TASK OBJECTIVE
Look for the word "flake" in the material below. Copy each line that has it.

MATERIAL FOR THE TASK

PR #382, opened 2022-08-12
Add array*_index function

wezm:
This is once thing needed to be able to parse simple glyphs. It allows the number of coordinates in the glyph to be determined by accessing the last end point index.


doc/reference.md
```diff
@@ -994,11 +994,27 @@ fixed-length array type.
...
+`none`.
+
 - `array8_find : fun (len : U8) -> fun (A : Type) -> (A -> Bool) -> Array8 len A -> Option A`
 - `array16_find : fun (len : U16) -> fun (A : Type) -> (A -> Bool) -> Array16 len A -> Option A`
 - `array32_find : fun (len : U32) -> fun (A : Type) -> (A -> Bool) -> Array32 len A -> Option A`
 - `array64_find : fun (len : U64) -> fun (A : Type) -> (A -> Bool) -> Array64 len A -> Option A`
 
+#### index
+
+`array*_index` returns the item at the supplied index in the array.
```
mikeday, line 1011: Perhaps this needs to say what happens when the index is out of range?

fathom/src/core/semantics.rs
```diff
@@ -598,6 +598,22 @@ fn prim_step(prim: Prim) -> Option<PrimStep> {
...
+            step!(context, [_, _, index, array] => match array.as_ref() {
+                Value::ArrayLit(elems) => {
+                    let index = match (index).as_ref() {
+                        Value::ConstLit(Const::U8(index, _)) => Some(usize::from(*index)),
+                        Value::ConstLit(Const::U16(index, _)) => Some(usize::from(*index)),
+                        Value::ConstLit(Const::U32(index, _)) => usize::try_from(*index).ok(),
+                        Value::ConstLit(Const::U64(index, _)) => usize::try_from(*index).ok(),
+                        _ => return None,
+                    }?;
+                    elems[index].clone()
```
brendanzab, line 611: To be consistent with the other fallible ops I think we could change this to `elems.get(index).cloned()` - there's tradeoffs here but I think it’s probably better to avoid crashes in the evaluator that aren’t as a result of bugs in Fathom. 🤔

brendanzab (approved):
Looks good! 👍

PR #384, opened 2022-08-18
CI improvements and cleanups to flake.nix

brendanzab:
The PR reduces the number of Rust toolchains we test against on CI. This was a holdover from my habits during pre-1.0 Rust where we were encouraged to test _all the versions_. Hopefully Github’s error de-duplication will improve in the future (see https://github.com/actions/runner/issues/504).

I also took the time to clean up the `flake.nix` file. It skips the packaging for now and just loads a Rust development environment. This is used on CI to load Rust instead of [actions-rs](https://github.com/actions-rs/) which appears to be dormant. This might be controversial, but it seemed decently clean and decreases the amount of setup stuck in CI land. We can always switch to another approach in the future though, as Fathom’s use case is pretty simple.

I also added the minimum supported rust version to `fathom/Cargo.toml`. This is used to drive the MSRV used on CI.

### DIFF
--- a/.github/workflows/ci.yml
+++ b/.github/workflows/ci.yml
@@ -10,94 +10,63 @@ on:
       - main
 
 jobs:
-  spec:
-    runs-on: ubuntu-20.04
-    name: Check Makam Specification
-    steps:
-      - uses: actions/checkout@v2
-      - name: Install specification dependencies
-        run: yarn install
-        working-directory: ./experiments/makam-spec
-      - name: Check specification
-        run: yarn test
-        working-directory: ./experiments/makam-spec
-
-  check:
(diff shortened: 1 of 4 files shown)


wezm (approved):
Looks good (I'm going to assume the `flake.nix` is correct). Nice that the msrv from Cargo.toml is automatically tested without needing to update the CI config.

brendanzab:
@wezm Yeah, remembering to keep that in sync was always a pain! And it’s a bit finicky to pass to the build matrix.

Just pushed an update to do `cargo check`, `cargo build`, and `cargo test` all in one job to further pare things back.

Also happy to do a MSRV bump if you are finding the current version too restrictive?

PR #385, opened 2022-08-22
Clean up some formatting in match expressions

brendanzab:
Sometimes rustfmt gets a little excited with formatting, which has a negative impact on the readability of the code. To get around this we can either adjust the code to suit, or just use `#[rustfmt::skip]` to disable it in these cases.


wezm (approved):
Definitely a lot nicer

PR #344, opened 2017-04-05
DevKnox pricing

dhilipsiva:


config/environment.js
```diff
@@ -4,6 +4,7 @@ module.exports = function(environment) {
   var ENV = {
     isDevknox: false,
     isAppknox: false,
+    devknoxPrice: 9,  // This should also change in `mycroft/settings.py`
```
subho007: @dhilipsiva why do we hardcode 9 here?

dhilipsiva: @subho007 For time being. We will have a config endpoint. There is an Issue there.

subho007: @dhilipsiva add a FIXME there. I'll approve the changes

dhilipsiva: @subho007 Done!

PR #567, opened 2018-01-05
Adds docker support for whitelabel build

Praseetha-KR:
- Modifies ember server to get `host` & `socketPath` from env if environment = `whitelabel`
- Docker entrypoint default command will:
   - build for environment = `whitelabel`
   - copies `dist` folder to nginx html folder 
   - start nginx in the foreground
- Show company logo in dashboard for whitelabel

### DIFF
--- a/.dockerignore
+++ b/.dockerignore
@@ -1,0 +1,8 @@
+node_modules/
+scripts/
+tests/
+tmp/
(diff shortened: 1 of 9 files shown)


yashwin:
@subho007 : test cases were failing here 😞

RESPONSE TO THE TASK
CI improvements and cleanups to flake.nix
I also took the time to clean up the `flake.nix` file. It skips the packaging for now and just loads a Rust development environment. This is used on CI to load Rust instead of [actions-rs](https://github.com/actions-rs/) which appears to be dormant. This might be controversial, but it seemed decently clean and decreases the amount of setup stuck in CI land. We can always switch to another approach in the future though, as Fathom’s use case is pretty simple.
Looks good (I'm going to assume the `flake.nix` is correct). Nice that the msrv from Cargo.toml is automatically tested without needing to update the CI config.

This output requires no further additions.